Take each line from the entries that holds "adds" and copy it out.

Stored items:
────────
PR #4184, opened 2020-09-15
Remove defunct prove-deploy build

dannyroberts:
The best little idea that never came to be. This build has sadly never passed, and we aren't able to get any value out of it. Rather than hold on, I think it's finally time to let it go. Any solution to the same problem (and I hear there's some work outside of SaaS on it) will likely end up being done differently anyway.

:(

##### ENVIRONMENTS AFFECTED
none


millerdev (approved):
:disappointed:

PR #4185, opened 2020-09-16
Test, refactor, and improve ssh args handling

dannyroberts:
Refactor the two places that pass in ssh options (primarily `UserKnownHostsFile`) to share code, testing and tidying up the behavior in the process. This is just a little cleanup, a little prefactoring before I add more behavior here.

Best reviewed commit by commit

##### ENVIRONMENTS AFFECTED
not env-specific


millerdev (approved):
Nice!

snopoke (commented):
@dannyroberts I'd be interested to hear more about your planned changes to auth and how that would impact deploy / commcare-cloud. We've been getting some questions about how to use LDAP or some other centralized auth system.

dannyroberts:
We are planning on using [AWS Systems Manager Session Manager](https://docs.aws.amazon.com/systems-manager/latest/userguide/session-manager.html) (yes that's what the feature is called 🤦; sometimes also called "AWS SSM") which lets you use AWS access keys (which we get through AWS SSO's CLI integration that let's you get temporary access keys for use from the command line) to get a shell on a particular EC2 instance. Specifically here we'll be using AWS SSM's ssh-compatibility feature, which will let us use it as a drop in replacement both for the `ssh` command and for ansible's ssh connection. It's a little more complicated than simply adding more `-o` options to ssh, but that's part of it. Once we are on that will largely or entirely replace the need for a VPN for SaaS AWS envs. That's because it will look and feel the same, at the network level it's doing a very different thing: it's saying "Hey AWS, here's proof I'm allowed to ask for this, now give me a shell to EC2 instance i-xxxxx", as opposed to replying on a VPN to virtually connect your local network to the environment's private network ("VPC" in AWS speak).

There may be a couple more refactors before we're all the way there, and I'll make sure to ping you on all of them @snopoke in case it helps for what you're thinking about.

snopoke:
Thanks @dannyroberts that's helpful.

PR #4189, opened 2020-09-17
Fix X-Forwarded-For with set_real_ip_from

dannyroberts:
This adds a variable, trusted_proxies, to proxy.yml, and then uses it to configure nginx to set the `X-Forwarded-For` to the real client IP address as opposed to either (1) the full chain including whatever the user passed in or (2) just the upstream proxy's IP address.

https://dimagi-dev.atlassian.net/browse/SAAS-11335

##### ENVIRONMENTS AFFECTED
production, staging, india

### DIFF
--- a/environments/india/proxy.yml
+++ b/environments/india/proxy.yml
@@ -5,7 +5,5 @@ J2ME_SITE_HOST: 'j2me-india.commcarehq.org'
 tableau_server: 'tableau2.internal.commcarehq.org'
 TABLEAU_HOST: 'icds.commcarehq.org'
 primary_ssl_env: "india"
-
-# Nginx only accepts on cert, so cat the site cert and chain:
-# $ cat india.commcarehq.org.crt intermediate.crt > india.commcarehq.org.combined.crt
-letsencrypt_cchq_ssl: True
+trusted_proxies:
+  - 10.203.0.0/16
--- a/src/commcare_cloud/ansible/roles/nginx/templates/site.j2
+++ b/src/commcare_cloud/ansible/roles/nginx/templates/site.j2
@@ -48,6 +48,10 @@ proxy_cache_path {{ cache.path }} levels=1:2 keys_zone={{ cache.name }}:10m
 
 server {
 {% if trusted_proxies %}
+  # These lines change the value of $remote_addr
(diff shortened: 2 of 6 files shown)


ctsims (approved):
This matches my review of the docs

environments/india/proxy.yml
```diff
@@ -5,7 +5,5 @@ J2ME_SITE_HOST: 'j2me-india.commcarehq.org'
 tableau_server: 'tableau2.internal.commcarehq.org'
 TABLEAU_HOST: 'icds.commcarehq.org'
 primary_ssl_env: "india"
-
-# Nginx only accepts on cert, so cat the site cert and chain:
-# $ cat india.commcarehq.org.crt intermediate.crt > india.commcarehq.org.combined.crt
-letsencrypt_cchq_ssl: True
```
ctsims, line 11: Why did these get removed in this PR, by the way? I presume this was intentional?

src/commcare_cloud/ansible/roles/nginx/templates/site.j2
```diff
@@ -47,6 +47,13 @@ proxy_cache_path {{ cache.path }} levels=1:2 keys_zone={{ cache.name }}:10m
 {% endfor %}
 
 server {
+{% if trusted_proxies %}
+  real_ip_header X-Forwarded-For;
```
ctsims, line 51: One note: The PR description doesn't specifically say that this sets the forwarded for header, just that it adds the proxies, so it might be confusing for someone to run across.

environments/india/proxy.yml
dannyroberts: Yeah it was intentional. I guess kind of sloppy to do in the same commit, but this is all cruft ever since we changed how proxy certs are handled a while ago.

src/commcare_cloud/ansible/roles/nginx/templates/site.j2
dannyroberts: OK I added some comments here and I'll update the PR description

environments/india/proxy.yml
ctsims: No worries, just wanted to make sure I didn't ignore it in case it wasn't intentional

PR #4191, opened 2020-09-17
always force a TTY from ssh commands

snopoke:
I don't think there is any harm in doing this and it makes many more commands useful.


millerdev (approved):
I think this is fine. https://serverfault.com/a/593419/76543 has a good explanation of when and why to (not) use `ssh -t`

Test failures are related to the change.

snopoke:
@millerdev thanks for the link - considering the way that these commands are used I would expect it to be safe.

millerdev:
Agreed, it seems like a reasonable default. We may want to provide an option to turn it off in case someone were running a `commcare-cloud` command with cron or some other non-interactive process runner.

PR #4194, opened 2020-09-17
Fix tests and eliminate deprecation warning

millerdev:
Tests were failing because of `COMMCARE_CLOUD_DEFAULT_USERNAME` in my environment.

### DIFF
--- a/tests/__init__.py
+++ b/tests/__init__.py
@@ -1,0 +1,24 @@
+from __future__ import absolute_import
+from mock import patch
+
+from commcare_cloud.commands.terraform.aws import StringIsGuess
+
+
+def setup_package():
+    global patches
+    patches = [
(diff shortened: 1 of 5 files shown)


tests/__init__.py
```diff
@@ -0,0 +1,24 @@
+from __future__ import absolute_import
+from mock import patch
+
+from commcare_cloud.commands.terraform.aws import StringIsGuess
+
+
+def setup_package():
+    global patches
+    patches = [
+        patch.dict("os.environ", COMMCARE_CLOUD_DEFAULT_USERNAME=""),
```
dannyroberts, line 10: This is awesome, thank you. I've definitely hit this before too

dannyroberts (approved):

PR #4195, opened 2020-09-18
update separate envs repo if it exists

snopoke:
@mkangia this will make it easier to update both repos at the same time for ICDS

### DIFF
--- a/control/update_code.sh
+++ b/control/update_code.sh
@@ -32,9 +32,19 @@ function update_repo() {
     git submodule update --init --recursive
 }
 
-for repo in "commcare-cloud"
+repos="$HOME/commcare-cloud"
+
+# if environments points to a separate Git repo, update that as well
+if [ -n "$COMMCARE_CLOUD_ENVIRONMENTS" ] && \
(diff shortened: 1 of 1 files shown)


mkangia:
thanks @snopoke 

I ran into a similar double update challenge when I had to update requirements. Is that handled as well?

snopoke:
If you are using the icds-envs separately from commcare-cloud then all the requirements are installed by commcare-cloud. The other requirements are only necessary if you are using the icds envs standalone.

mkangia:
okay, thanks @snopoke, that means if one is using a separate repo of commcare-cloud, they would need to get into that directory to update requirements, similar to the challenge we had with code update that this PR resolves.
I am planning to just reset my control environment to be in a single directory as suggested in icds-commcare-environments since having two is less smooth.
Thanks for taking time for fixing this though. I leave it to you to decide to keep this change or discard it now.

snopoke:
@mkangia I still want to keep this as it's handy to have separate repos in cases where you are making changes to commcare-cloud (until we have a better workflow for handling that)

mkangia:
thanks @snopoke . Not well versed in shell so I'd defer to @dannyroberts for review on this.

dannyroberts (approved):

PR #4200, opened 2020-09-18
Logship /var/log/{syslog,auth.log,audit/audit.log}

dannyroberts:
##### ENVIRONMENTS AFFECTED
staging, production

### DIFF
--- a/src/commcare_cloud/ansible/roles/cloudwatch_logs/tasks/main.yml
+++ b/src/commcare_cloud/ansible/roles/cloudwatch_logs/tasks/main.yml
@@ -16,7 +16,7 @@
     register: cloudwatch_logs_conf
 
   - name: Reload cloudwatch agent if changed
-    shell: /opt/aws/amazon-cloudwatch-agent/bin/amazon-cloudwatch-agent-ctl -a append-config -m ec2 -s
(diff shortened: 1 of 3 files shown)


millerdev (approved):

knguyen142 (approved):

src/commcare_cloud/ansible/roles/cloudwatch_logs/tasks/main.yml
```diff
@@ -16,7 +16,7 @@
     register: cloudwatch_logs_conf
 
   - name: Reload cloudwatch agent if changed
-    shell: /opt/aws/amazon-cloudwatch-agent/bin/amazon-cloudwatch-agent-ctl -a append-config -m ec2 -s
+    shell: /opt/aws/amazon-cloudwatch-agent/bin/amazon-cloudwatch-agent-ctl -a fetch-config -m ec2 -s
```
knguyen142, line 19: Was `append` causing issues?  For some reason I had tried `fetch` but must've had different parameters because it wasn't working.

dannyroberts: Yeah append wasn't reloading the config when the config changed. `fetch` replaces the current configuration files with just the one you specify and then reloads the configuration, which since we have just one configuration file is always what we want when `cloudwatch_logs_conf` changed

Issue #29, opened 2015-01-26
getting crashing issues when running preindex commands


czue:
```
Traceback (most recent call last):
  File "/home/cchq/www/india/python_env/local/lib/python2.7/site-packages/gevent/greenlet.py", line 327, in run
    result = self._run(*self.args, **self.kwargs)
  File "/home/cchq/www/india/code_root_preindex/corehq/preindex/management/commands/sync_prepare_couchdb_multi.py", line 31, in do_sync
    sync_docs.sync(app, verbosity=2, temp='tmp')
  File "./submodules/dimagi-utils-src/dimagi/utils/couch/sync_docs.py", line 77, in sync
    temp=temp,
  File "./submodules/dimagi-utils-src/dimagi/utils/couch/sync_docs.py", line 22, in sync_design_docs
    push(design_dir, db, force=True, docid=docid)
  File "/home/cchq/www/india/python_env/local/lib/python2.7/site-packages/couchdbkit/designer/fs.py", line 393, in push
    doc = document(path, create=False, docid=docid)
  File "/home/cchq/www/india/python_env/local/lib/python2.7/site-packages/couchdbkit/designer/fs.py", line 385, in document
    return FSDoc(path, create=create, docid=docid, is_ddoc=is_ddoc)
  File "/home/cchq/www/india/python_env/local/lib/python2.7/site-packages/couchdbkit/designer/fs.py", line 44, in __init__
    ignorefile = os.path.join(path, '.couchappignore')
  File "/home/cchq/www/india/python_env/lib/python2.7/posixpath.py", line 68, in join
    elif path == '' or path.endswith('/'):
AttributeError: 'NoneType' object has no attribute 'endswith'
```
────────
Task answer
This adds a variable, trusted_proxies, to proxy.yml, and then uses it to configure nginx to set the `X-Forwarded-For` to the real client IP address as opposed to either (1) the full chain including whatever the user passed in or (2) just the upstream proxy's IP address.
ctsims, line 51: One note: The PR description doesn't specifically say that this sets the forwarded for header, just that it adds the proxies, so it might be confusing for someone to run across.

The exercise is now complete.